What the exercise asks:
From the entries below, return exactly the lines beginning at the one that contains "Sorry, I don't" and ending at the one that contains "Change link to the broken example", both of them included, and only those lines.

::: Material for this task

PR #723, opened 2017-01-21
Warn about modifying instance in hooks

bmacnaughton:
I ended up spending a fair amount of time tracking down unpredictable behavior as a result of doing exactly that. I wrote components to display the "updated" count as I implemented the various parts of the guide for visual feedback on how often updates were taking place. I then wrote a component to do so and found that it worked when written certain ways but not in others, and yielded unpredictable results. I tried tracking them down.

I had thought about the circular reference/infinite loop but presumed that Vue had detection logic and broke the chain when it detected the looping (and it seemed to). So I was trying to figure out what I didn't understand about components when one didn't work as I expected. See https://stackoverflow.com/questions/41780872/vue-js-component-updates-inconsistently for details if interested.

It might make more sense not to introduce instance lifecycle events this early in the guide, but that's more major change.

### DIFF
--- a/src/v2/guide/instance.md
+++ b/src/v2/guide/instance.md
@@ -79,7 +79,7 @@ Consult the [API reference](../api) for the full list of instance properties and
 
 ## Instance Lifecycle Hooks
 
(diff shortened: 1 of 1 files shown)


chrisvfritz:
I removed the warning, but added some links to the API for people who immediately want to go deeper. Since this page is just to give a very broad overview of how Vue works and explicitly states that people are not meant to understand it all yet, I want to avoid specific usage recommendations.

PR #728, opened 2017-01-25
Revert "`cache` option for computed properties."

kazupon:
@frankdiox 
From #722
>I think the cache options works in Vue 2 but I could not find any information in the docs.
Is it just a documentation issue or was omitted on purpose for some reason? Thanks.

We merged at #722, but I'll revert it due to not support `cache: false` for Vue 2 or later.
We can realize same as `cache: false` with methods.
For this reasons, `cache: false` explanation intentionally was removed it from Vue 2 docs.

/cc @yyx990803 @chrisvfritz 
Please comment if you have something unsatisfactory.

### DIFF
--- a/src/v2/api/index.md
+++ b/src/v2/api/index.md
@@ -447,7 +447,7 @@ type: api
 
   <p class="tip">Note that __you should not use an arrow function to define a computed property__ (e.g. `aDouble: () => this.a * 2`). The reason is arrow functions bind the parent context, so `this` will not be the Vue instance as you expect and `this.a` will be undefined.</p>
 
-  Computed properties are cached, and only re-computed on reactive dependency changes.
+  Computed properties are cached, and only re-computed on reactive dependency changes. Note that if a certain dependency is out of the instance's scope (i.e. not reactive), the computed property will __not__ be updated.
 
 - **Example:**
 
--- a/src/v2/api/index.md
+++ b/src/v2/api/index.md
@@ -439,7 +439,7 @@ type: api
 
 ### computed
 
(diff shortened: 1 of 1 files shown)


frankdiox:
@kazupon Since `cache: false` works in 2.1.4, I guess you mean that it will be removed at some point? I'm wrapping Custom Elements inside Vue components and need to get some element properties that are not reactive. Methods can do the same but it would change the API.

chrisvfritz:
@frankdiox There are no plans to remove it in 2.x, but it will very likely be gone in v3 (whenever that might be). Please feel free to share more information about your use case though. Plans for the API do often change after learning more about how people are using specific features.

::::::
::: Material for this task

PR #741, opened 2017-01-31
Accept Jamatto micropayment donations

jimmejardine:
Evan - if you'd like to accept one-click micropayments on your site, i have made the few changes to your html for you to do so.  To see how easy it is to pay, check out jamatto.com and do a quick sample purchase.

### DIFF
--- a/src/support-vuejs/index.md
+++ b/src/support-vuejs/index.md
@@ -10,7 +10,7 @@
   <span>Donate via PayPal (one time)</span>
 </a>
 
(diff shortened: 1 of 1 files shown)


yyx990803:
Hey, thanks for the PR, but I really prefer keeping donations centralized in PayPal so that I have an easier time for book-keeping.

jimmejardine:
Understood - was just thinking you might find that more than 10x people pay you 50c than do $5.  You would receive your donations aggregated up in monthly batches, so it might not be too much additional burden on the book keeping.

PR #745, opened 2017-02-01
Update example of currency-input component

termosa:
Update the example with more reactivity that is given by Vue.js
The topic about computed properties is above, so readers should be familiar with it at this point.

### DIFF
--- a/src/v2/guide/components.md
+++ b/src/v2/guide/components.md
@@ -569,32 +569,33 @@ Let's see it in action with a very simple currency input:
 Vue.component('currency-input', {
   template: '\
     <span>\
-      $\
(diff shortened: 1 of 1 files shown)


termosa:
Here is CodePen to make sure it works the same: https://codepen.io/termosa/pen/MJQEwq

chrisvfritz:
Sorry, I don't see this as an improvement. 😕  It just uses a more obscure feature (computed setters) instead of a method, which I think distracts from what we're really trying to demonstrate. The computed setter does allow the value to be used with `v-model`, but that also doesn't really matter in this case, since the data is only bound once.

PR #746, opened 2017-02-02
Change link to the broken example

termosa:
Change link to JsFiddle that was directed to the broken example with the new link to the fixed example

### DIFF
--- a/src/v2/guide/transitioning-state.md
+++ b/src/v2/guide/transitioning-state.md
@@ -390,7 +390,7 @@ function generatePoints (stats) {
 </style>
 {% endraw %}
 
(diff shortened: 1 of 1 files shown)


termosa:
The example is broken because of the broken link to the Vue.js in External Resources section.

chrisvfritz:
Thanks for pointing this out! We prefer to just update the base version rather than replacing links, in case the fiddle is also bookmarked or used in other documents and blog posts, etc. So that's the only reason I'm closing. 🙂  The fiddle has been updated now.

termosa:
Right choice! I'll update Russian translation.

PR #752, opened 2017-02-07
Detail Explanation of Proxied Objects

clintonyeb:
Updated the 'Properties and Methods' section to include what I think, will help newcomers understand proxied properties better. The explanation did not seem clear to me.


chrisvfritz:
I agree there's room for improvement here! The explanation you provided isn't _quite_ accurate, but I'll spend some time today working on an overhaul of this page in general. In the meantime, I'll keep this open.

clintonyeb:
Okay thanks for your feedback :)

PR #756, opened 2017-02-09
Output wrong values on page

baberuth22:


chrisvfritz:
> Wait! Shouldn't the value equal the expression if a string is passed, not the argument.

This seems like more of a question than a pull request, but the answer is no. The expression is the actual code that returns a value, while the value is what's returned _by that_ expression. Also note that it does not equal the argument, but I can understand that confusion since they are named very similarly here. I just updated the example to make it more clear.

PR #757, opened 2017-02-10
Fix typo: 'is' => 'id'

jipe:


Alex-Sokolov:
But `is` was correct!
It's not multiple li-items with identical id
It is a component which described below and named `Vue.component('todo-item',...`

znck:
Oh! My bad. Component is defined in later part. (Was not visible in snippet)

::::::

Problem solution:
Sorry, I don't see this as an improvement. 😕  It just uses a more obscure feature (computed setters) instead of a method, which I think distracts from what we're really trying to demonstrate. The computed setter does allow the value to be used with `v-model`, but that also doesn't really matter in this case, since the data is only bound once.

PR #746, opened 2017-02-02
Change link to the broken example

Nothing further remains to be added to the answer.